Collected data entries
========================================================================

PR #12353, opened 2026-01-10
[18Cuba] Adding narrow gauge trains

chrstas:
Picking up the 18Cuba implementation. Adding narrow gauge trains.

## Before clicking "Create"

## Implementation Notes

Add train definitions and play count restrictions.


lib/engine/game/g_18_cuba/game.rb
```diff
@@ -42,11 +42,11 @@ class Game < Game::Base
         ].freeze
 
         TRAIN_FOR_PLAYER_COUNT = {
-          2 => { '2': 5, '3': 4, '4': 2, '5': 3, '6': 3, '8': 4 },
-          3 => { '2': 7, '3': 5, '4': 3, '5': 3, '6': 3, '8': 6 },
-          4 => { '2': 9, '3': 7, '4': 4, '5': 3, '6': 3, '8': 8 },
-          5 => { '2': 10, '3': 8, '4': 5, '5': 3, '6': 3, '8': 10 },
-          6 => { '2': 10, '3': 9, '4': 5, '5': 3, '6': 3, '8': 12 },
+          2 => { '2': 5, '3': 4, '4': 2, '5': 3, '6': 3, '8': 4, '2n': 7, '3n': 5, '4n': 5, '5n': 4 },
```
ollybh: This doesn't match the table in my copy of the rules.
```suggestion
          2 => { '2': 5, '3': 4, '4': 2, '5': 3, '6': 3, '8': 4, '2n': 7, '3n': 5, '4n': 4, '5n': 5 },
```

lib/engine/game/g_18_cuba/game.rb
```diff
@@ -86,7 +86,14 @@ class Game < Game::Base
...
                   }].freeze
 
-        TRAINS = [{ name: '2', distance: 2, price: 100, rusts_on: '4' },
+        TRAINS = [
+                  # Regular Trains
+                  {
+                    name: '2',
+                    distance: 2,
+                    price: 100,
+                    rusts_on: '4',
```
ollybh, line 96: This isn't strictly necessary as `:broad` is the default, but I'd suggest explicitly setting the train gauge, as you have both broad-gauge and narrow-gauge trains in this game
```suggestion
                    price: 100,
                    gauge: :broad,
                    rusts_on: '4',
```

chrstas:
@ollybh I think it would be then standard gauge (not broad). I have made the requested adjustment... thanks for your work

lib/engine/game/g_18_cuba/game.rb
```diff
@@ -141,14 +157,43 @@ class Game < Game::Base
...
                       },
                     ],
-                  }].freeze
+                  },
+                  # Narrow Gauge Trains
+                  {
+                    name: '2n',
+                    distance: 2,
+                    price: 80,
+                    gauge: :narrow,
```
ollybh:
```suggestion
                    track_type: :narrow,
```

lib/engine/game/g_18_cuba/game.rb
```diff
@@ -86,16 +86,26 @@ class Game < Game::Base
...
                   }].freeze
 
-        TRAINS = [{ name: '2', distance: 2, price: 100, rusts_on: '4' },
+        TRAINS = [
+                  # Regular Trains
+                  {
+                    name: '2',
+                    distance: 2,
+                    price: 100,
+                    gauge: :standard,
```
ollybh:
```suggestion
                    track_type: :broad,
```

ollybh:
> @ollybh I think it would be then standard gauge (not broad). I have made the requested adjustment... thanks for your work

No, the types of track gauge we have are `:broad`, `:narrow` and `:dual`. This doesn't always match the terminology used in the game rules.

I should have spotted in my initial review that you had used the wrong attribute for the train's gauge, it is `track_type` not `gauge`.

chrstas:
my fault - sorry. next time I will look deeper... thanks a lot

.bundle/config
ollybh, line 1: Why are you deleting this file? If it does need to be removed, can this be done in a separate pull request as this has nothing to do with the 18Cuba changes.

========================================================================

→ **ASSIGNED TASK**
Each line above that contains the word "adjustment" should be copied.

→ **SOLUTION**
@ollybh I think it would be then standard gauge (not broad). I have made the requested adjustment... thanks for your work
> @ollybh I think it would be then standard gauge (not broad). I have made the requested adjustment... thanks for your work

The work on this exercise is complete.